FSIREL06: To mitigate operational risks, can your workload owners detect, locate, and recover from gray failures?
Failures, such as loss of network connectivity, is often considered in a binary nature where the connectivity is functioning normally or not functioning at all. However there are non-binary failures called gray failures, which are defined by the characteristic of differential observability, meaning that different entities observe the failure differently. Gray failures can be subtle and difficult to detect. An example of a gray failure with network connectivity is a 40% packet loss of all TCP packets over a network link. Another example is intermittent failure on one or more servers behind a load balancer where some requests fail, but not enough to initiate the load balancer's health check. Overall service health metrics may be based on aggregate metrics, such as average response time from the load balancer, which may obscure localized failures.
FSIREL06-BP01 Monitor indicators aside from system metrics that can signal client impairment
Capture data that measures the experience of your workload's clients to understand when anomalies are affecting the customer experience with a workload function. Such measures are often collected as percentiles to prevent outliers when trying to understand the impact over time and how it's spread across your workload's clients. Examples of such metrics may be the 99th percentile of latency from the load balancer, a deviation in the number of requests being received over time, or the number of unsuccessful responses returned to the client. Highly visible workload owners should also have a means to monitor sudden increases in inbound customer support requests, and complaints on social media channels. Have a way for users to send feedback directly from within the service, or adjacent channels that can be monitored by service owners in near real-time.
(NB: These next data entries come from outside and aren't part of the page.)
PR #336, opened 2023-09-22
refactor: rewrite dependency database

### LINKED ISSUE #305: rework the controller dependency database
The original implementation is using `go-memdb`, which is an overkill given that we know what the structure is, and what are the requests against it.

We should look into optimizing `GetDependentControllers`, as this gets called in a tight loop.

smira:
Drop `go-memdb` and use a hand-written optimized version for our particular usecase.

Breaking change: replace `*string` as controller.Input.ID with `optional.Optional` for readability, comparison and ease of use.

Fixes #305


smira:
Rough comparison:

```
name                        old time/op    new time/op    delta
GetDependentControllers-32    1.11µs ± 2%    0.09µs ±10%  -91.57%  (p=0.029 n=4+4)
BuildDatabase-32              73.0µs ± 5%    90.9µs ± 4%  +24.52%  (p=0.029 n=4+4)

name                        old alloc/op   new alloc/op   delta
GetDependentControllers-32      464B ± 0%       32B ± 0%  -93.10%  (p=0.029 n=4+4)
BuildDatabase-32              48.3kB ± 1%     1.2kB ± 3%  -97.43%  (p=0.029 n=4+4)

name                        old allocs/op  new allocs/op  delta
GetDependentControllers-32      20.0 ± 0%       1.0 ± 0%  -95.00%  (p=0.029 n=4+4)
BuildDatabase-32                 850 ± 1%         7 ± 0%  -99.18%  (p=0.029 n=4+4)
```

frezbo (approved):

pkg/controller/runtime/dependency/dependency.go
```diff
@@ -6,45 +6,48 @@
...
 )
 
 // Less compares two controller.Dependency objects.
 //
 // This sort order is compatible with the way memdb handles ordering.
-func Less(a, b *controller.Input) bool {
-	aID := StarID
-	if a.ID != nil {
-		aID = *a.ID
+func Less(a, b controller.Input) bool {
```
smira, line 15: need to look into this and the way we return the inputs

smira:
Updated benchmark (benchmark itself slightly changed as well):

```
name                        old time/op    new time/op    delta
GetDependentControllers-32    1.08µs ± 4%    0.11µs ± 5%  -90.08%  (p=0.029 n=4+4)
BuildDatabase-32              71.8µs ± 6%     6.1µs ± 2%  -91.45%  (p=0.029 n=4+4)

name                        old alloc/op   new alloc/op   delta
GetDependentControllers-32      464B ± 0%       32B ± 0%  -93.10%  (p=0.029 n=4+4)
BuildDatabase-32              47.9kB ± 1%     1.3kB ± 8%  -97.30%  (p=0.029 n=4+4)

name                        old allocs/op  new allocs/op  delta
GetDependentControllers-32      20.0 ± 0%       1.0 ± 0%  -95.00%  (p=0.029 n=4+4)
BuildDatabase-32                 843 ± 1%         8 ± 0%  -99.05%  (p=0.029 n=4+4)
```

PR #340, opened 2023-09-28
test: throttle down rtestutils reports

smira:
Instead of reporting on every watch event, report every 30 seconds.


frezbo (approved):

smira:
Plus: don't show duplicate reports.

PR #353, opened 2023-10-20
feat: support requeue in the transform controller

Unix4ever:
This should allow graceful restarts of the controller. For the cases when there is no way to trigger the controller on resource changes.

### DIFF
--- a/pkg/controller/generic/transform/controller.go
+++ b/pkg/controller/generic/transform/controller.go
@@ -7,6 +7,7 @@ package transform
 import (
 	"context"
 	"fmt"
+	"time"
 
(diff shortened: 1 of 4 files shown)


pkg/controller/generic/transform/controller.go
```diff
@@ -235,6 +256,21 @@ func (ctrl *Controller[Input, Output]) Run(ctx context.Context, r controller.Run
 			return err
 		}
 
+		if state.requeue && ctrl.options.requeueInterval != 0 {
```
smira, line 259: we could in theory build a proper requeue channel with all bells and whistles, for a specific ID if you'd like to?

PR #357, opened 2023-10-25
feat: rework controller read/write metrics

utkuozdemir:
Instead of incrementing the metrics on each call to read or write, wrap the underlying state and increment the metric counters only when a `CoreState` operation succeeds.

Make it possible to disable metrics in runtime.

### DIFF
--- a/pkg/controller/runtime/metrics/state.go
+++ b/pkg/controller/runtime/metrics/state.go
@@ -1,0 +1,73 @@
+// This Source Code Form is subject to the terms of the Mozilla Public
+// License, v. 2.0. If a copy of the MPL was not distributed with this
+// file, You can obtain one at http://mozilla.org/MPL/2.0/.
+
+package metrics
+
+import (
+	"context"
+
+	"github.com/cosi-project/runtime/pkg/resource"
+	"github.com/cosi-project/runtime/pkg/state"
+)
+
+type metricsWrapper struct {
+	innerState     state.CoreState
+	controllerName string
+}
+
+func (m *metricsWrapper) Get(ctx context.Context, pointer resource.Pointer, option ...state.GetOption) (resource.Resource, error) {
+	ControllerReads.Add(m.controllerName, 1)
+
+	return m.innerState.Get(ctx, pointer, option...)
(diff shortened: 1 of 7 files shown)


utkuozdemir:
@smira I'll add some tests if you approve this way of solving it.

pkg/controller/runtime/metrics/state.go
```diff
@@ -0,0 +1,107 @@
...
+	innerState     state.CoreState
+}
+
+func (m *metricsWrapper) Get(ctx context.Context, pointer resource.Pointer, option ...state.GetOption) (resource.Resource, error) {
+	res, err := m.innerState.Get(ctx, pointer, option...)
+	if err != nil {
+		return nil, err
+	}
+
+	ControllerReads.Add(m.controllerName, 1)
```
smira, line 25: should we move this and other to before the call? if the call fails, the read still happened? 

e.g. if we receive not found, it doesn't mean we haven't read?

smira (approved):

pkg/controller/runtime/metrics/state.go
utkuozdemir: that's tricky - we could do all kinds of checks and error might be from a read/write attempt, or before.

But if the error is `nil`, we know for sure that the operation has actually happened. So I put them to be after the operation, to get no false positives.

If you prefer it to be the other way, I can change it.

smira: I don't think these underlying calls do that many checks... of course it depends, but ignoring e.g. NotFound might lead to some fun stuff

in your previous implementation, you were mis-calculating a lot with `Modify`, this should be more accurate as it will reach `Update` only when there's an update

utkuozdemir: > in your previous implementation, you were mis-calculating a lot with `Modify`, this should be more accurate as it will reach `Update` only when there's an update

Yes, that's why I wrap the CoreState now - much more accurate. It'll also record the Gets happening during Modify etc.

I now also changed it to record metrics regardless of errors.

FSIREL06-BP02 Have a way to find outliers hiding in aggregate metrics
Wherever system dashboards and monitors are reporting on aggregate results across a fleet of resources, be sure that system operators can also break out metrics and find outliers. Use tools like Amazon CloudWatch Contributor Insights and CloudWatch RUM to be able to ask questions like: "Who are the top 10 clients with high error rates?" And: "Do those top 10 clients share a common root cause?"
FSIREL06-BP03 Use anomaly detection to detect unusual changes in user engagement metrics
FSI workload owners should monitor for anomalies in metric data such as the number of user requests that receive a timely and successful response, and user session dropout rates (the number of users that began a multi-step process, such as a payment flow, but didn't finish). With Amazon CloudWatch you can enable anomaly detection on various metrics, which continually analyzes the metrics, determines normal baselines, and surfaces anomalies that can in turn be used to initiate a CloudWatch alarm.
FSIREL06-BP04 Have a way to manually route away during failure
There may be a need to fail away from a primary system to its secondary, either
because a system that depends on your workload needs to failover, or due to an
unexpected, undetected impact to your primary system. In such cases you may need to
manually override the status of health checks and route traffic away from the sources
of a gray failure. You can use services such as RouteĀ 53 Application Recovery
Controller
FSIREL06-BP05 Establish baselines for expected network traffic
To understand conditions of high or unexpected network traffic, you must establish a steady state of metrics for the expected data flows between your workload and its users as well as between the components within your workload. This baseline should initiate an operational response when a workload is suddenly seeing abnormal traffic throughput that exceeds the expected steady state ranges. Understanding the steady state is key in creating the knowledge of normal communication patterns between and within the workload components. Knowing which network communications patterns are outside of normal ranges helps operations teams troubleshoot and isolate impacted components.